INSTRUCTIONS FOR THE TASK => Every line of the listing that contains the word "makes" is to be copied out.

+ + + +

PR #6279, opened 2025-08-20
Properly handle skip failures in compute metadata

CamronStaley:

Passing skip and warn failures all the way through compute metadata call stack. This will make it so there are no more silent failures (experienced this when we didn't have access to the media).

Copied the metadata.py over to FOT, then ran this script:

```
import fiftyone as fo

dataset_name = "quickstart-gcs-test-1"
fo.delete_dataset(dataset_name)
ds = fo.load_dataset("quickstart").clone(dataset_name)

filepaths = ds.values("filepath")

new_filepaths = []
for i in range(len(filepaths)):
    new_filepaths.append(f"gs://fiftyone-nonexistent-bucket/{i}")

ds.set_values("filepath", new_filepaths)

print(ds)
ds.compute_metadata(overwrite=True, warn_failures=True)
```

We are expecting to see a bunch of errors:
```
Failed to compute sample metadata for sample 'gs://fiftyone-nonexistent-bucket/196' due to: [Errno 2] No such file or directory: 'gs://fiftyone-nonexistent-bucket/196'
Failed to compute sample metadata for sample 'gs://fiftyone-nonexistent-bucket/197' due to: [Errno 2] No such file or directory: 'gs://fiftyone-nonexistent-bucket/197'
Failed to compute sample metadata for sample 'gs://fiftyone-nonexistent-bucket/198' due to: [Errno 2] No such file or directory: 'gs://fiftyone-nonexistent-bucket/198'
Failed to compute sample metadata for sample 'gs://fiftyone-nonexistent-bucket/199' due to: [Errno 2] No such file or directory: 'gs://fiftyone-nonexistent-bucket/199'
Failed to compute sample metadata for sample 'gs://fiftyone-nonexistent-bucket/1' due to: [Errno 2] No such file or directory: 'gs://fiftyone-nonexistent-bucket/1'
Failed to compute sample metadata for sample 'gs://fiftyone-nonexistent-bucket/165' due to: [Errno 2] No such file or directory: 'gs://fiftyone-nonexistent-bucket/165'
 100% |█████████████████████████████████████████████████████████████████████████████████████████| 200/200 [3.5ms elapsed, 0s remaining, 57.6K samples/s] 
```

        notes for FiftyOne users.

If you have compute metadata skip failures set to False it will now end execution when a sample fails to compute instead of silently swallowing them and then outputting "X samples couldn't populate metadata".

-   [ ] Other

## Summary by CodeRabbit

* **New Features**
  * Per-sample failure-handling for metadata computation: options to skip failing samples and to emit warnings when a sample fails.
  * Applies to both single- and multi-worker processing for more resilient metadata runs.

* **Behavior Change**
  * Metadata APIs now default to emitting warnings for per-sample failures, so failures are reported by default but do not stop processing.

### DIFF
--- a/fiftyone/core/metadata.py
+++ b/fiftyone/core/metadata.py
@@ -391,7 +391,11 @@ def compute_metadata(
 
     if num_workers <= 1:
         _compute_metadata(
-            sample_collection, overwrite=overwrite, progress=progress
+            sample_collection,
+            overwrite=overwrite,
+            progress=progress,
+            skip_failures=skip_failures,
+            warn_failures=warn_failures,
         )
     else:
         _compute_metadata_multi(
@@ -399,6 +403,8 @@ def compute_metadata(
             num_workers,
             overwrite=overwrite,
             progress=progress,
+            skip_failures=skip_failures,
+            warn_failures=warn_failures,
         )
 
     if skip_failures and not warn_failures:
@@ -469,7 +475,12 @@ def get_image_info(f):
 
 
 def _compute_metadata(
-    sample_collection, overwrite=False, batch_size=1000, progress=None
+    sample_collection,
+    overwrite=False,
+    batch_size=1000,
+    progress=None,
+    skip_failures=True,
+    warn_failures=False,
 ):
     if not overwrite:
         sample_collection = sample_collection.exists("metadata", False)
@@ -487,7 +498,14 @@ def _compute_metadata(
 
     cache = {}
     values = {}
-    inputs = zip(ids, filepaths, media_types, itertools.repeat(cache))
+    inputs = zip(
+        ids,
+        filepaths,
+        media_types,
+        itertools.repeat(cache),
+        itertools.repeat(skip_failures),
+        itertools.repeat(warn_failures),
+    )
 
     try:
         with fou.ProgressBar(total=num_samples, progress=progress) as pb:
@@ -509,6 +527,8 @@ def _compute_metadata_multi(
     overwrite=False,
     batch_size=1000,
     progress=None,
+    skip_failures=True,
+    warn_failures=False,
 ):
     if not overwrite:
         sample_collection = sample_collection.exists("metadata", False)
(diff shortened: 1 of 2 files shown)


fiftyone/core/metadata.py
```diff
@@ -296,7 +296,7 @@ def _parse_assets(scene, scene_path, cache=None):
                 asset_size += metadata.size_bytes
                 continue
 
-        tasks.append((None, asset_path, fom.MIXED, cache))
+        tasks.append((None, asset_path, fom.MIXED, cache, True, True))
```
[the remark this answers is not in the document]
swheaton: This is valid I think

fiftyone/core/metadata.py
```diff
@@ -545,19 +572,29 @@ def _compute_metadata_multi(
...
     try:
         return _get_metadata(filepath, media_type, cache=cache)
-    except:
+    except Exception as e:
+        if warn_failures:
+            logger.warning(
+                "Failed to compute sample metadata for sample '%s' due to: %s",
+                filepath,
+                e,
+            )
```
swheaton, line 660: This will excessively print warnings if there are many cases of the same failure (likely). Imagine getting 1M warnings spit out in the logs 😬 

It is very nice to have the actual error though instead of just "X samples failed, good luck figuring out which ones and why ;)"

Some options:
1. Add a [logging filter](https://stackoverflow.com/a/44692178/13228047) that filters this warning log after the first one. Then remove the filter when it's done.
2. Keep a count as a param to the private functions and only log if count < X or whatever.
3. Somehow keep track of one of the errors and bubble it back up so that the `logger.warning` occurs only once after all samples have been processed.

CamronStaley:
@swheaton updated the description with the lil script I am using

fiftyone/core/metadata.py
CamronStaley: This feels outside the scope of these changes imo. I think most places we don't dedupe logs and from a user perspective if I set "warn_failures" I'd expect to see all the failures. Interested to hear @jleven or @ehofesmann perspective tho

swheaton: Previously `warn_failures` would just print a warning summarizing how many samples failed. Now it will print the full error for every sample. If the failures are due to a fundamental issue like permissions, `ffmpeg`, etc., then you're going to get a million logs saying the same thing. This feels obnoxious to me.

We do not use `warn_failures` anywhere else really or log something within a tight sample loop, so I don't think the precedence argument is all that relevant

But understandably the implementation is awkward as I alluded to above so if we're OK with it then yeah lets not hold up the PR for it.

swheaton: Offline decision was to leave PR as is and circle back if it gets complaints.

+ + + +

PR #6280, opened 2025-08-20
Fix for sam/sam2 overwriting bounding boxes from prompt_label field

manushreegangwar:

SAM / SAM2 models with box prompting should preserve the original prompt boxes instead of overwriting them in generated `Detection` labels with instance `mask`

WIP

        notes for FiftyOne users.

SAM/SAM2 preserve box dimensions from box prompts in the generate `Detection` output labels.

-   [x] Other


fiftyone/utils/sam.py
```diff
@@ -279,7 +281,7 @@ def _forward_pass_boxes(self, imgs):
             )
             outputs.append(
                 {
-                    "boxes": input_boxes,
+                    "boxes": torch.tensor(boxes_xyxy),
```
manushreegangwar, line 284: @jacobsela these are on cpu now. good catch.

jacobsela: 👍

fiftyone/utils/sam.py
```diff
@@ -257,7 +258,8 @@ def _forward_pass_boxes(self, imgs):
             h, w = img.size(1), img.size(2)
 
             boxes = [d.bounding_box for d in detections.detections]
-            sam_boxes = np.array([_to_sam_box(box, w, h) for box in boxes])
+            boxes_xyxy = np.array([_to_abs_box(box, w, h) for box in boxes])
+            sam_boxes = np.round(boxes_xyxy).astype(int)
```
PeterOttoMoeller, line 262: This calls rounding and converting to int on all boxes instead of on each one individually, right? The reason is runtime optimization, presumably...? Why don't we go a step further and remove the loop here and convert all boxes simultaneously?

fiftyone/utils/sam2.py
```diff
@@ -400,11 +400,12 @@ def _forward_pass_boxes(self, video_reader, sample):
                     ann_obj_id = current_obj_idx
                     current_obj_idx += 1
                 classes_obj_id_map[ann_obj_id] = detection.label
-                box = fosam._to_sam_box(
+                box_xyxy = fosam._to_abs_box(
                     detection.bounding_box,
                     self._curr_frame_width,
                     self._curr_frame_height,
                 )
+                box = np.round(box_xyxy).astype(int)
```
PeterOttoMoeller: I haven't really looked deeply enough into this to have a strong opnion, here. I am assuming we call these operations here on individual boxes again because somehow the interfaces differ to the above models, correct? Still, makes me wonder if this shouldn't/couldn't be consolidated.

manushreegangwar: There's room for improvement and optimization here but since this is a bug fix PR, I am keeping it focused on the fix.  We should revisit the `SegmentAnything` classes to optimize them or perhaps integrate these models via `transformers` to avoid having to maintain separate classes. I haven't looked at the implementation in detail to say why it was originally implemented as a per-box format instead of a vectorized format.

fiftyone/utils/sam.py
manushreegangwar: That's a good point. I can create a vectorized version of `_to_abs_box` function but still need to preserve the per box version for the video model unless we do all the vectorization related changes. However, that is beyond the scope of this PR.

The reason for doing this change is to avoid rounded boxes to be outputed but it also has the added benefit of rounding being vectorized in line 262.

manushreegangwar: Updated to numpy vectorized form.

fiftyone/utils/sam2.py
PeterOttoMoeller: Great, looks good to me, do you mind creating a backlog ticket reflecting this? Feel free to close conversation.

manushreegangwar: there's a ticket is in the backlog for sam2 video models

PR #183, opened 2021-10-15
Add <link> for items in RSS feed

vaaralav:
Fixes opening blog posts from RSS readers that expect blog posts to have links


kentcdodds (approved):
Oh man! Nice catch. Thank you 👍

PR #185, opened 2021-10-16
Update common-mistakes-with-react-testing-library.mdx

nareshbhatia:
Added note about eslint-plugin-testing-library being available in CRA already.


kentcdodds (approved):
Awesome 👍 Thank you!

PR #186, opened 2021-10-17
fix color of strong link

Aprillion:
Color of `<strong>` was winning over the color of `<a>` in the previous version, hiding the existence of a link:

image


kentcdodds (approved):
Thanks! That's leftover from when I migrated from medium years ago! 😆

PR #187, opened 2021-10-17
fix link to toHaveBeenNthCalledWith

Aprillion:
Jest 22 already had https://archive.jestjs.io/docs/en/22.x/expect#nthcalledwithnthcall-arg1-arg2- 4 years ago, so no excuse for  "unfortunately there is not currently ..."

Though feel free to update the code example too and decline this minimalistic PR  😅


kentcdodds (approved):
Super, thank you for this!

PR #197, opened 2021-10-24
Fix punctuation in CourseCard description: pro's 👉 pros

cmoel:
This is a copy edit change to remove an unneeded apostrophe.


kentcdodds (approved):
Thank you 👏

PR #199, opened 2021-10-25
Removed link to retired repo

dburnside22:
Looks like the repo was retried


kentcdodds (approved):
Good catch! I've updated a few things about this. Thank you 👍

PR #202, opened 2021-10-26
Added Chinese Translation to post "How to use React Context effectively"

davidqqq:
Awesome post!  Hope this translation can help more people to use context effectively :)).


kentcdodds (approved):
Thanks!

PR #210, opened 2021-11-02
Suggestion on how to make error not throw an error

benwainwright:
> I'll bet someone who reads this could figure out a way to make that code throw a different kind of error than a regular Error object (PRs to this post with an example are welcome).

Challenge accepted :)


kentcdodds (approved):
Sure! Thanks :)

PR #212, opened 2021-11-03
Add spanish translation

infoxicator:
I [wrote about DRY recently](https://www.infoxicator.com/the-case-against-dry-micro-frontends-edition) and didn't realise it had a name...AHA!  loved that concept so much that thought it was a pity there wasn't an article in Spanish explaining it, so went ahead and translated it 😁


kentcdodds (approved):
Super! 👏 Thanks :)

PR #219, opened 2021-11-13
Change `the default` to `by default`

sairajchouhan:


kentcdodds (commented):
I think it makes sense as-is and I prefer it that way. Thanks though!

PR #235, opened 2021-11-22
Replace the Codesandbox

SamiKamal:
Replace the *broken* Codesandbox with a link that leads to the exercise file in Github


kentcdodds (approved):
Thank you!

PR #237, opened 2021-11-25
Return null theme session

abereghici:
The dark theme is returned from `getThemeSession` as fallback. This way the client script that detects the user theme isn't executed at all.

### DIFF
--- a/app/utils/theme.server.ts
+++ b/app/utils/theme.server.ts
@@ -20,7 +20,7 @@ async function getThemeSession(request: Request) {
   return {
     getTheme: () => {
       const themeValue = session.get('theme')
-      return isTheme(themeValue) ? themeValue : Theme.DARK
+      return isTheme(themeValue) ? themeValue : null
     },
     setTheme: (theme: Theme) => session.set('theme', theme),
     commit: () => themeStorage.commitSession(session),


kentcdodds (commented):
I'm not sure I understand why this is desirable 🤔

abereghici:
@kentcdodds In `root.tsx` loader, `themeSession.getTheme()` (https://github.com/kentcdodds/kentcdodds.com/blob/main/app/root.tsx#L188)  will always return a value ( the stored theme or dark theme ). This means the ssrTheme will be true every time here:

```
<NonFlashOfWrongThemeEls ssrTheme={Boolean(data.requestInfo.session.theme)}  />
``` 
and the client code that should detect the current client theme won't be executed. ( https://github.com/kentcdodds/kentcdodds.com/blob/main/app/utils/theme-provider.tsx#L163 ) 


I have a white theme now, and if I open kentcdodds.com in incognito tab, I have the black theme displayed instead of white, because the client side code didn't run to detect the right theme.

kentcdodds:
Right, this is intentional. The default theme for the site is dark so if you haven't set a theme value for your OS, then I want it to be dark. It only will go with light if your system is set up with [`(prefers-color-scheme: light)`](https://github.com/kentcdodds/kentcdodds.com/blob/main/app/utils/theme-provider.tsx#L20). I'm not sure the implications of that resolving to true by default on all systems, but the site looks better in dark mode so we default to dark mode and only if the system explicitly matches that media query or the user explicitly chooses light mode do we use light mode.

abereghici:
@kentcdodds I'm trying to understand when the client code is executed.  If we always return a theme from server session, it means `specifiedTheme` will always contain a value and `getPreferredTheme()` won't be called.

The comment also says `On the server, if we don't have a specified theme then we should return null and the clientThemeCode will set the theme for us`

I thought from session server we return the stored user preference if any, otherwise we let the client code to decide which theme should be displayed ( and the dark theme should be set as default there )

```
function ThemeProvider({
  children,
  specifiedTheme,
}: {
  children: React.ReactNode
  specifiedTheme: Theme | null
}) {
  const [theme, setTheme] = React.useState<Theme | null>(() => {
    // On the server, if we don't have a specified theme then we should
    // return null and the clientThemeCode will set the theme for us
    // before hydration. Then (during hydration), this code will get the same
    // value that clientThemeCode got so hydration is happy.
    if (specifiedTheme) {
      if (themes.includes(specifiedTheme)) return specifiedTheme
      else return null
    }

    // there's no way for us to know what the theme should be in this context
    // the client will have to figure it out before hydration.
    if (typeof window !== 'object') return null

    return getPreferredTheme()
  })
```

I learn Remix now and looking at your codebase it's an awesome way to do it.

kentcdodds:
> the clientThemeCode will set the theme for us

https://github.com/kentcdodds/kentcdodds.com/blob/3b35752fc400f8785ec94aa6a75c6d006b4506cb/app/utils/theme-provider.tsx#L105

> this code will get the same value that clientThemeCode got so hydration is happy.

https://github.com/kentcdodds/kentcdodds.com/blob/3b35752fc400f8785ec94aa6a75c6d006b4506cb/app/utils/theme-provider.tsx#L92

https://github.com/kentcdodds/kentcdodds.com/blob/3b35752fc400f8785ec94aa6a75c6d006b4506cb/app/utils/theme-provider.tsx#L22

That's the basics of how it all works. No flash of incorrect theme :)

+ + + +

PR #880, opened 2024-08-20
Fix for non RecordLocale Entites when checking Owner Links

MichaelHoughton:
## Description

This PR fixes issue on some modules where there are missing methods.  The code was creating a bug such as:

+ + + +

ANSWER TO THE PROBLEM =>
PeterOttoMoeller: I haven't really looked deeply enough into this to have a strong opnion, here. I am assuming we call these operations here on individual boxes again because somehow the interfaces differ to the above models, correct? Still, makes me wonder if this shouldn't/couldn't be consolidated.
I think it makes sense as-is and I prefer it that way. Thanks though!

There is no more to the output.